% 2枚の封筒
\documentclass{jsarticle}
\pagestyle{myheadings}
\markright{tmt's math page}
\renewcommand\baselinestretch{1.33}
\begin{document}
\section*{■$2$枚の封筒■}
こんな話がある。
「それぞれにお金が入っている$2$枚の封筒がある。片方の封筒には、もう片方の封筒の$2$倍の金額が入っていることが分かっている。あなたは最初に選んだ封筒の中身を見て、改めてどちらの封筒を選ぶか決める。そして、決めた封筒の金額を手に入れることができる。さて、最初に選んだ封筒に$1$万円入っていたとき、封筒を交換する方が得か、交換しない方が得か?」という問いに対して$\dots$。
「封筒はランダムに選ぶのだから、最初に選んだ封筒が金額の小さい封筒である確率は$1/2$、金額の大きい封筒である確率は$1/2$。すると、もう片方の封筒に入っている金額は『$1/2$の確率で$2$万円、$1/2$の確率で$5{,}000$円』となる。したがって、もう片方の封筒に入っている金額の期待値は$1/2\times20000+1/2\times5000 = 12500$だから、もう片方の封筒に交換する方が得!」という考えがあるらしい。
へええ、きょうーみぶかい。でも、おかしいだろう。どこがって? カギ括弧『〜』で囲んだところだ。だって、封筒にはすでにお金が入ってしまっているのだよ。『$1/2$の確率で$2$万円、$1/2$の確率で$5{,}000$円』であるためには、たとえば最初に選んだ封筒の金額に対して後から確率$1/2$で$2$万円を入れるか、確率$1/2$で$5{,}000$円を入れるかする場合だ。

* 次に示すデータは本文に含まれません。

PR #1976, opened 2024-05-18
fix(highlight): forward search / matching in long lines

xiyaowong:
- fix: cursor position after scrolling with incsearch
- refactor: remove viewport hack when in cmdline mode

---

- Close #1975
- Fix #161
- Related:
	- #1575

この話の場合は、すでにもう片方の封筒の金額が決定している。だから『$1$の確率で$2$万円』もしくは『$1$の確率で$5{,}000$円』のどちらかしかあり得ないじゃないか。
冷静に考えよう。
この話の試行を一人が$1{,}000$回行うとする。封筒には$a$円と$2a$円が入っている。

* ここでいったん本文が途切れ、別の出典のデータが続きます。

PR #1984, opened 2024-05-19
ci: speedup tests by decreasing the default timeout

xiyaowong:


ollien (approved):

justinmk:
Definitely a welcome change. But the real solution will be to have some sort of `waitUntil()` function that retries assertions, instead of having hardcoded timeouts.

PR #1987, opened 2024-05-19
fix: inccommand highlights can exceed line length

ollien:
https://github.com/vscode-neovim/vscode-neovim/assets/977151/c35e1fae-ed65-4104-8eea-e2ddd07195a8


xiyaowong:
image
Haha, I'm dealing with this too

PR #42, opened 2022-07-29
Add VS code settings.json file

### LINKED ISSUE #27: Common VSCode settings
How to setup the cod editor is a rather personal thing, but it is useful to have a common set of settings or tools adding the coding. For the `.vscode/settings.json` file, I would suggest to have the following:

```json
{
    "python.linting.pylintEnabled": true,
    "python.linting.flake8Enabled": true,
    "python.linting.mypyEnabled": true,
    "python.linting.enabled": true,
    "python.formatting.provider": "black",
    "editor.formatOnSave": true,
    "workbench.tree.indent": 24,
    "editor.rulers": [
        88
    ],
    "files.autoSave": "afterDelay",
    "python.testing.unittestEnabled": false,
    "python.testing.pytestEnabled": true,
    "python.testing.pytestArgs": [
        "-s",
        "tests"
    ],
    "workbench.editorAssociations": {
        "*.ipynb": "jupyter-notebook"
    },
    "rewrap.autoWrap.enabled": true,
    "editor.wordWrapColumn": 88,
```

The suitability of these options should be discussed and some of them might need further configuration in VSCode, like installing another extension or a dev-dependency.

alexdewar:
So I started out by adding the settings.json file suggested by @dalonsoa, but I've made
a few changes:
* Removed ``workbench.tree.ident`` and ``files.autosave`` settings as I think those
  aren't specific to this repo (users might want different settings)
* Remove options relating to line rewrapping (``black`` does this already)
* Remove ``pytest`` settings: this should be done in a project-wide config file (e.g.
  setup.cfg)
* Add ``--no-cov`` to ``pytest`` args otherwise breakpoints won't work (see https://github.com/microsoft/vscode-python/issues/693)

Closes #27.

### DIFF
--- a/.vscode/settings.json
+++ b/.vscode/settings.json
@@ -1,5 +1,4 @@
 {
-    "python.linting.pylintEnabled": true,
     "python.linting.flake8Enabled": true,
     "python.linting.mypyEnabled": true,
     "python.linting.enabled": true,
--- a/.vscode/settings.json
+++ b/.vscode/settings.json
@@ -1,7 +1,24 @@
 {
-    "python.testing.pytestArgs": [
-        "."
+    "python.linting.pylintEnabled": true,
+    "python.linting.flake8Enabled": true,
+    "python.linting.mypyEnabled": true,
+    "python.linting.enabled": true,
+    "python.formatting.provider": "black",
+    "editor.formatOnSave": true,
+    "workbench.tree.indent": 24,
+    "editor.rulers": [
+        88
     ],
+    "files.autoSave": "afterDelay",
     "python.testing.unittestEnabled": false,
-    "python.testing.pytestEnabled": true
+    "python.testing.pytestEnabled": true,
+    "python.testing.pytestArgs": [
+        "-s",
+        "tests"
+    ],
+    "workbench.editorAssociations": {
+        "*.ipynb": "jupyter-notebook"
+    },
+    "rewrap.autoWrap.enabled": true,
+    "editor.wordWrapColumn": 88
 }
--- a/.vscode/settings.json
+++ b/.vscode/settings.json
@@ -5,20 +5,16 @@
     "python.linting.enabled": true,
     "python.formatting.provider": "black",
     "editor.formatOnSave": true,
-    "workbench.tree.indent": 24,
     "editor.rulers": [
         88
     ],
-    "files.autoSave": "afterDelay",
     "python.testing.unittestEnabled": false,
     "python.testing.pytestEnabled": true,
+    // --no-cov needed so that breakpoints work: https://github.com/microsoft/vscode-python/issues/693
     "python.testing.pytestArgs": [
-        "-s",
-        "tests"
+        "--no-cov"
     ],
     "workbench.editorAssociations": {
         "*.ipynb": "jupyter-notebook"
     },
-    "rewrap.autoWrap.enabled": true,
-    "editor.wordWrapColumn": 88
 }
--- a/.vscode/settings.json
+++ b/.vscode/settings.json
@@ -10,8 +10,10 @@
     ],
     "python.testing.unittestEnabled": false,
     "python.testing.pytestEnabled": true,
-    // --no-cov needed so that breakpoints work: https://github.com/microsoft/vscode-python/issues/693
     "python.testing.pytestArgs": [
+        "-s",
+        "tests",
+        // --no-cov needed so that breakpoints work: https://github.com/microsoft/vscode-python/issues/693
         "--no-cov"
     ],
     "workbench.editorAssociations": {


davidorme:
Just to note that my plan is _not_ to use the *.ipynb format for Jupyter notebooks. See: 
https://github.com/ImperialCollegeLondon/virtual_rainforest/blob/develop/docs/source/development/jupyter_notebooks.md

I don't know if that changes the settings.

.vscode/settings.json
```diff
@@ -1,7 +1,20 @@
...
+    "python.linting.flake8Enabled": true,
+    "python.linting.mypyEnabled": true,
+    "python.linting.enabled": true,
+    "python.formatting.provider": "black",
+    "editor.formatOnSave": true,
+    "editor.rulers": [
+        88
     ],
     "python.testing.unittestEnabled": false,
-    "python.testing.pytestEnabled": true
```
dalonsoa, line 6: This should be here, otherwise VSCode testing does not know what to use for tests.

alexdewar:
Overview of VS code settings: https://code.visualstudio.com/docs/getstarted/settings

dalonsoa (changes requested):
The testing options are for VSCode. Just `setup.cfg` or `pyproject.toml` is not enough.

.vscode/settings.json
```diff
@@ -1,7 +1,20 @@
...
+    "python.linting.pylintEnabled": true,
+    "python.linting.flake8Enabled": true,
+    "python.linting.mypyEnabled": true,
+    "python.linting.enabled": true,
+    "python.formatting.provider": "black",
+    "editor.formatOnSave": true,
+    "editor.rulers": [
+        88
     ],
     "python.testing.unittestEnabled": false,
```
jaideep777, line 11: Do we want this to be 'true'?

.vscode/settings.json
```diff
@@ -1,7 +1,20 @@
...
-    "python.testing.pytestEnabled": true
+    "python.testing.pytestEnabled": true,
+    // --no-cov needed so that breakpoints work: https://github.com/microsoft/vscode-python/issues/693
```
jaideep777, line 13: Is this a comment?

.vscode/settings.json
alexdewar: It still is set to ``true``! See below

jaideep777 (changes requested):
Submitting a sample review.

.vscode/settings.json
alexdewar: I don't think so.

Basically there are multiple unit testing frameworks available in Python and I *think* you guys are using ``pytest``, rather than the built-in ``unittest`` one.

@davidorme Have I got that right?

jaideep777: Got it! So I am resolving this conversation.

alexdewar: > The testing options are for VSCode. Just `setup.cfg` or `pyproject.toml` is not enough.

So I *think* we can drop the ``pytest`` arguments ``-s tests`` because if the test directory is set appropriately in e.g. ``setup.cfg`` then I think VS code will detect it (and so the test tab will work properly) and if it's only set in ``settings.json`` then VS code's test tab will work, but confusingly, it won't work when you run ``pytest`` from the command line (or when the CI system runs it).

.vscode/settings.json
alexdewar: Yep!

alexdewar:
> The testing options are for VSCode. Just `setup.cfg` or `pyproject.toml` is not enough.

So I *think* we can drop the ``pytest`` arguments ``-s tests`` because if the test directory is set appropriately in e.g. ``setup.cfg`` then I think VS code will detect it (and so the test tab will work properly) and if it's only set in ``settings.json`` then VS code's test tab will work, but confusingly, it won't work when you run ``pytest`` from the command line (or when the CI system runs it).

dalonsoa:
Ok, we can leave it like that and change it if it does not work

.vscode/settings.json
```diff
@@ -1,7 +1,22 @@
 {
-    "python.testing.pytestArgs": [
-        "."
+    "python.linting.pylintEnabled": true,
```
alexdewar, line 2: It looks like ``pylint`` isn't in the ``poetry`` dev dependencies btw. Do we want to enable it or not?

I suggest we either don't use this linter or add it to the dependencies.

@dalonsoa @davidorme

alexdewar:
> Just to note that my plan is _not_ to use the *.ipynb format for Jupyter notebooks. See: https://github.com/ImperialCollegeLondon/virtual_rainforest/blob/develop/docs/source/development/jupyter_notebooks.md
> 
> I don't know if that changes the settings.

We could remove the setting if it's not needed. It shouldn't break things though!

I leave that decision to the VR dev team. Would you like me to remove it or no? :smile:

.vscode/settings.json
dalonsoa: If we want to use it - and it seems we want, right @davidorme - it should be in the dependency list, yes.

.vscode/settings.json
dalonsoa: omg

dalonsoa (approved):
Keeping aside adding `pylint` to the dependency list, it looks good to me

jaideep777 (approved):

i) 最初に選んだ封筒を絶対交換しない場合はどうだろう。理論的におそらく、$500$回は$a$円を手にし、残りの$500$回は$2a$円を手にするはずだ。期待値は$(500\times a+500\times 2a)/1000 = 1.5a$円となる。

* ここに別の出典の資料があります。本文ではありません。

PR #59, opened 2022-08-12
Core test

### LINKED ISSUE #31: Add tests for functions/methods in grid.py
There is no testing of the functions in `grid.py`.  **Unit tests** should be added:

- [x] `CoreGrid` constructor
- [x] `make_square_grid`
- [x] `make_hex_grid` 
- [ ] `export_geojson` 
- [ ] Once it is extracted from where it is, `_feature`

vgro:
# Description

Added tests for CoreGrid constructor, make_square_grid, and make_hex_grid functions in core.py. 

Fixes #31 (partly) 

## Type of change

## Key checklist

## Further checks

### DIFF
--- a/tests/test_grid.py
+++ b/tests/test_grid.py
@@ -1,10 +1,53 @@
-from virtual_rainforest.core.grid import CoreGridConfig
+import pytest
+from scipy.spatial.distance import euclidean
+
+from virtual_rainforest.core.grid import CoreGrid, CoreGridConfig
 
 
 def test_CoreGridConfig():
+    """test to Configure the `core.grid` module
+
+    This data class is used to setup the arrangement of grid cells to be used in
+    running a `virtual_rainforest` simulation.
+
+    Attrs:
+        grid_type:
+        cell_contiguity:
+        cell_area:
+        cell_nx:
+        cell_ny:
+    """
     obj_1 = CoreGridConfig()
     assert obj_1.grid_type == "square"
     assert obj_1.cell_contiguity == "rook"
     assert obj_1.cell_area == 100
     assert obj_1.cell_nx == 10
     assert obj_1.cell_ny == 10
+
+
+def test_make_square_grid():
+    """test Create a square grid by comparing eucledian distance between corner points
+
+    Args:
+        cell_area:
+        cell_nx:
+        cell_ny:
+    """
+    test = CoreGrid._make_square_grid(100, 10, 10)
+    distance = euclidean(test["0-0"]["poly"][0], test["0-0"]["poly"][1])
+    distance2 = euclidean(test["0-0"]["poly"][0], test["0-0"]["poly"][3])
+    assert distance == distance2
+
+
+def test_make_hex_grid():
+    """test Create a hex grid by comparing eucledian distance between corner points
+
+    Args:
+        cell_area:
+        cell_nx:
+        cell_ny:
+    """
+    test = CoreGrid._make_hex_grid(100, 10, 10)
+    distance = euclidean(test["0-0"]["poly"][0], test["0-0"]["poly"][1])
+    distance2 = euclidean(test["0-0"]["poly"][0], test["0-0"]["poly"][3])
+    distance == pytest.approx(2 * distance2)
--- a/tests/test_grid.py
+++ b/tests/test_grid.py
@@ -52,12 +52,20 @@ def test_make_square_grid():
 
     test = CoreGrid._make_square_grid(100, 10, 10)
 
-    # TODO check if correct number of points were created
+    # check if correct number of points were created
+    assert len(test.keys()) == 100
 
-    # TODO check that distance between neighboring points is euqal for all integers
-    distance = euclidean(test["0-0"]["poly"][0], test["0-0"]["poly"][1])
-    distance2 = euclidean(test["0-0"]["poly"][0], test["0-0"]["poly"][3])
-    assert distance == distance2
+    # check that distance between neighboring points is euqal for all integers
+    # (this works but is a bit long)
+    for x in range(9):
+        for y in range(9):
+            distance = euclidean(
+                test[f"{x}-{y}"]["poly"][0], test[f"{x}-{y}"]["poly"][2]
+            )
+            distance2 = euclidean(
+                test[f"{x}-{y}"]["poly"][1], test[f"{x}-{y}"]["poly"][3]
+            )
+            assert distance == pytest.approx(distance2)
     # TODO check that angle between points = 90 deg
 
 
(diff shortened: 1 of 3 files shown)


tests/test_grid.py
```diff
@@ -0,0 +1,53 @@
...
+
+    Args:
+        cell_area:
+        cell_nx:
+        cell_ny:
+    """
+    test = CoreGrid._make_square_grid(100, 10, 10)
+    distance = euclidean(test["0-0"]["poly"][0], test["0-0"]["poly"][1])
+    distance2 = euclidean(test["0-0"]["poly"][0], test["0-0"]["poly"][3])
+    assert distance == distance2
```
alexdewar, line 39: You might want to make this test ``approx`` too

jacobcook1995:
It seems like you are falling foul of the flake8's doctoring checks, so it isn't passing CI. Me and David turned off doc string checks for tests in `safedata_validator`, with the logic that tests are not public functions. I don't know if this is good/best practice though?

tests/test_grid.py
```diff
@@ -0,0 +1,53 @@
...
+
+    Args:
+        cell_area:
+        cell_nx:
+        cell_ny:
+    """
+    test = CoreGrid._make_hex_grid(100, 10, 10)
+    distance = euclidean(test["0-0"]["poly"][0], test["0-0"]["poly"][1])
+    distance2 = euclidean(test["0-0"]["poly"][0], test["0-0"]["poly"][3])
+    distance == pytest.approx(2 * distance2)
```
alexdewar, line 53: Why ``2 * distance2``? I'm sure it's obvious but it might be useful to have a comment for those of us who can't visualise it :smile:

alexdewar:
@jacobcook1995 I think there are two problems here: one is that of missing docstrings, the other is of malformed docstrings. You might want to disable the former for tests (though personally I wouldn't -- you really should have a comments saying what each of your tests do anyway, so why not just make them docstrings?) but I think malformed docstrings are a code style problem like any other and should just be fixed.

Most of the "public" functions you have won't really be used by end users anyway, but it's still worth having docstrings for them as internal documentation. Same applies to tests.

tests/test_grid.py
vgro: ok, thank you

tests/test_grid.py
```diff
@@ -52,12 +52,20 @@ def test_make_square_grid():
...
-    # TODO check that distance between neighboring points is euqal for all integers
-    distance = euclidean(test["0-0"]["poly"][0], test["0-0"]["poly"][1])
-    distance2 = euclidean(test["0-0"]["poly"][0], test["0-0"]["poly"][3])
-    assert distance == distance2
+    # check if correct number of points were created
+    assert len(test.keys()) == 100
+
+    # check that distance between neighboring points is euqal for all integers
+    # (this works but is a bit long)
+    for x in range(9):
```
dalonsoa, line 60: It is not necessary to test every possible combination to have some reassurance that this is correct. What I would do is to pick 3 random values for x and y within the [0, 9] range and check if this condition is fulfilled for them. That would be 10 times faster and I would say it is good enough.

tests/test_grid.py
```diff
@@ -67,10 +75,25 @@ def test_make_hex_grid():
...
-    distance = euclidean(test["0-0"]["poly"][0], test["0-0"]["poly"][1])
-    distance2 = euclidean(test["0-0"]["poly"][0], test["0-0"]["poly"][3])
-    distance == pytest.approx(2 * distance2)
+
+    # check if correct number of points were created
+    assert len(test.keys()) == 100
+
+    # check that distance between neighboring points is euqal for all integers
+    # (this works but is a bit long)
+    for x in range(9):
```
dalonsoa, line 85: As above.

tests/test_grid.py
```diff
@@ -0,0 +1,99 @@
...
+
+    obj_1 = CoreGridConfig()
+    assert obj_1.grid_type == "square"
+    assert obj_1.cell_contiguity == "rook"
+    assert obj_1.cell_area == 100
+    assert obj_1.cell_nx == 10
+    assert obj_1.cell_ny == 10
+
+
+def test_make_square_grid():
```
dalonsoa, line 47: Using the [`hypothesis`](https://hypothesis.readthedocs.io/en/latest/index.html) tool I mentioned will make this look like this:

```python
from hypothesis import given
from hypothesis.strategies import integers

@given(integers(min_value=0, max_value=9), integers(min_value=0, max_value=9))
def test_make_square_grid(x, y):
    from scipy.spatial.distance import euclidean  # type: ignore

    from virtual_rainforest.core.grid import CoreGrid

    test = CoreGrid._make_square_grid(100, 10, 10)

    # check if correct number of points were created
    assert len(test.keys()) == 100
    
    distance = euclidean(test[f"{x}-{y}"]["poly"][0], test[f"{x}-{y}"]["poly"][2] )
    distance2 = euclidean( test[f"{x}-{y}"]["poly"][1], test[f"{x}-{y}"]["poly"][3])
    assert distance == pytest.approx(distance2)
```
It is more concise that the loop version, more thorough than using just a few random points and way, way faster.

alexdewar:
It looks like the tests are failing on the CI system because ``scipy`` is not being installed (though presumably it is installed on your local machine).

You need to run ``poetry add scipy`` and commit the result.

tests/test_grid.py
```diff
@@ -55,22 +58,40 @@ def test_make_square_grid():
...
-
-def test_make_hex_grid():
-    """Test _make_hex_grid()."""
+    # check distance between corner points is the same
+    distance = euclidean(test[f"{x}-{y}"]["poly"][0], test[f"{x}-{y}"]["poly"][2])
+    distance2 = euclidean(test[f"{x}-{y}"]["poly"][1], test[f"{x}-{y}"]["poly"][3])
+    assert distance == pytest.approx(distance2)
+
+    # check angle between corner points is the same
+    from math import atan2, degrees, pi
```
dalonsoa, line 67: A simpler approach would be to calculate the inner product of the two segments and check if it is zero. So, if AB and AC are numpy arrays that go from point A to B and point A to C respectively, then they will form a ±90 deg angle if:

```python
assert np.inner(AB, AC) == pytest.approx(0)
```
If you need specifically the angle (which you do for the hexagonal one), you can follow an approach like this: https://www.atqed.com/numpy-vector-angle

tests/test_grid.py
vgro: I changed the approach so no longer relevant. But it is a good point to add comments here :-)

tests/test_grid.py
vgro: I implemented hypothesis, so no longer relevant. However, very useful to know that tests don't need to be so extensive :-)

tests/test_grid.py
vgro: I agree this looks much better. I implemented the change and added hypothesis to our package

tests/test_grid.py
```diff
@@ -0,0 +1,141 @@
...
+
+    obj_1 = CoreGridConfig()
+    assert obj_1.grid_type == "square"
+    assert obj_1.cell_contiguity == "rook"
+    assert obj_1.cell_area == 100
+    assert obj_1.cell_nx == 10
+    assert obj_1.cell_ny == 10
+
+
+@given(integers(min_value=0, max_value=9), integers(min_value=0, max_value=9))
```
dalonsoa, line 49: Tests in MacOS are failing for some uinknown reason - I can reproduce this in my laptop. To solve this, remove the deadline limitation for this test:

```python
from hypothesis import given, settings
...
@settings(deadline=None)
@given(integers(min_value=0, max_value=9), integers(min_value=0, max_value=9))
def test_make_square_grid(x, y):
    ...
```

vgro: It's the same for me, it passes all the tests on my laptop. I will try your suggestions

vgro: all tests pass now.

jacobcook1995 (approved):

tests/test_grid.py
vgro: I replaced the initial checks for angles with this approach, thanks for the suggestion

jacobcook1995 (approved):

ii) 必ずもう片方の封筒に交換する場合はどうだろう。理論的におそらく、$500$回は$a$円を見て封筒を交換し$2a$円を手にし、残りの$500$回は$2a$円を見て封筒を交換し$a$円を手にするはずだ。期待値は$(500\times 2a+500\times a)/1000 = 1.5a$円となる。どっちも同じじゃないか。要するに、期待値は小さい金額の$1.5$倍ということだ。
別の言い方をすると最初に$1$万円を見る場合というのは、A) $5{,}000$円の封筒と$1$万円の封筒があって最初に$1$万円の封筒を取ったとき、B) $1$万円の封筒と$2$万円の封筒があって最初に$1$万円の封筒を取ったとき、のいずれかだ。A)は交換しようがしまいが平均$7{,}500$円が手に入り、B)は平均$15{,}000$円が手に入るということで、両方の状況が出現することは絶対ないのである。ほらね。A), B)共に期待値は小さい金額の$1.5$倍になってる。
そうかな。最初の封筒の金額を$a$円として、もう片方の封筒が最初の封筒の$1/2$倍だか$2$倍だか分からないけど、おそらく確率$1/2$でどちらかなんだから、平均は$(1/2a+2a)\div2 = 1.25a$なんじゃない? と思うかもしれないね。でも、そうじゃない。$1/2$倍と$2$倍の平均は$\sqrt{1/2\times2} = 1$なんだから。